- _Assignment_
How many lines of the data include the string "code"? State the number and nothing else.

- _Collected data entries_
********

PR #47, opened 2021-09-30
Add proto related tasks to the makefile, update the proto files, and add a drone step for check-protos

treid314:
Signed-off-by: Tyler Reid <tyler.reid@grafana.com>

**What this PR does**: This PR adds a check proto step for drone to run on PRs, we also re-generated the proto files. 

**Checklist**
- [-] Tests updated


.drone/drone.yml
```diff
@@ -23,7 +23,16 @@
          ],
          "image": "golang:1.16.7",
          "name": "make-test"
-      }
+      },
+     {
+       "commands": [
+          "apt-get update && apt-get -y install protobuf-compiler",
```
56quarters, line 29: It's not clear what version of the compiler and protoc-gen-gogoslick is being installed here. This seems like it would create issues when the version installed here doesn't match what a developer compiled with locally. Should dskit have its own build image ala Cortex?

treid314: Yeah I was trying to figure out if it was worth a build image for this as well. I'd prefer not to make a build image if we can avoid it. I think you can specify a version for at least protoc-gen-gogoslick.

treid314: We could also download the protobuf-c binary to ./tools and use that rather than apt-get here

56quarters: > We could also download the protoc binary to ./tools and use that rather than apt-get here

That seems reasonable to me since it would ensure that people were running the same version locally as CI but I'd be curious to hear what other people think

treid314: I took a quick run at trying that method, it seems to work with drone and locally. We can also set versions that way.

treid314:
Currently as of today (10/4) we're matching the versions of protogen and protoc we use for cortex to not update the proto files in this repo. As a future task we may want to update the protogen/protoc versions for cortex.

.drone/drone.yml
treid314: I tried to build this to match what we use in cortex today to prevent a potential versioning issue with our proto-files. Is there a way to make sure these versions are what get vendored for local builds? We seem to rely on our build image for cortex for maintaining the versions.

Makefile
```diff
@@ -1,5 +1,19 @@
 # put tools at the root of the folder
 PATH := $(CURDIR)/.tools/bin:$(PATH)
+# We don't want find to scan inside a bunch of directories, to accelerate the
+DONT_FIND := -name vendor -prune -o -name .git -prune -o -name .cache -prune -o -name .tools -prune -o
+# Generating proto code is automated.
+PROTO_DEFS := $(shell find . $(DONT_FIND) -type f -name '*.proto' -print)
+PROTO_GOS := $(patsubst %.proto,%.pb.go,$(PROTO_DEFS))
+# Download the proper protoc version for Darwin (osx) and Linux. If you need windows for some reason it's at
```
pracucci, line 8: Either we mention where it is or remove it ;)

```suggestion
# Download the proper protoc version for Darwin (osx) and Linux.
```

Makefile
```diff
@@ -1,5 +1,19 @@
 # put tools at the root of the folder
 PATH := $(CURDIR)/.tools/bin:$(PATH)
+# We don't want find to scan inside a bunch of directories, to accelerate the
```
pracucci, line 3: "To accelerate the"... I think it's missing the last part of the sentence.

Makefile
```diff
@@ -34,6 +48,17 @@ mod-check:
 	GO111MODULE=on go mod tidy
 	@git diff --exit-code -- go.sum go.mod
 
+clean-protos:
```
pracucci, line 51: These new targets should all be `.PHONY` (except for `%.pb.go`).

.drone/drone.yml
```diff
@@ -1,30 +1,43 @@
...
+      "name": "make-test"
+    },
+    {
+      "commands": [
+          "apt-get update && apt-get -y install unzip",
+          "make .tools/bin/protoc",
+          "go mod vendor",
+          "go get github.com/gogo/protobuf/protoc-gen-gogoslick@v1.3.0",
+          "go get github.com/golang/protobuf/protoc-gen-go@v1.3.1",
+          "go get github.com/gogo/protobuf/gogoproto@v1.3.0",
```
pracucci, line 34: Not a big fan of doing it here, cause then `make protos` wouldn't work out of the box on the CLI. For example, look what happens if I run the following:

```
$ make .tools/bin/protoc
$ make protos

.tools/protoc/bin/protoc -I /Users/marco/workspace:./vendor/github.com/gogo/protobuf:./vendor:./kv/memberlist --gogoslick_out=plugins=grpc,Mgoogle/protobuf/any.proto=github.com/gogo/protobuf/types,:./kv/memberlist ./kv/memberlist/kv.proto
protoc-gen-gogoslick: program not found or is not executable
--gogoslick_out: protoc-gen-gogoslick: Plugin failed with status code 1.
make: *** [kv/memberlist/kv.pb.go] Error 1
```

What if we move these as a pre-requiste target for `protos`?

pracucci (approved):
LGTM!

********

- _Solved problem_
3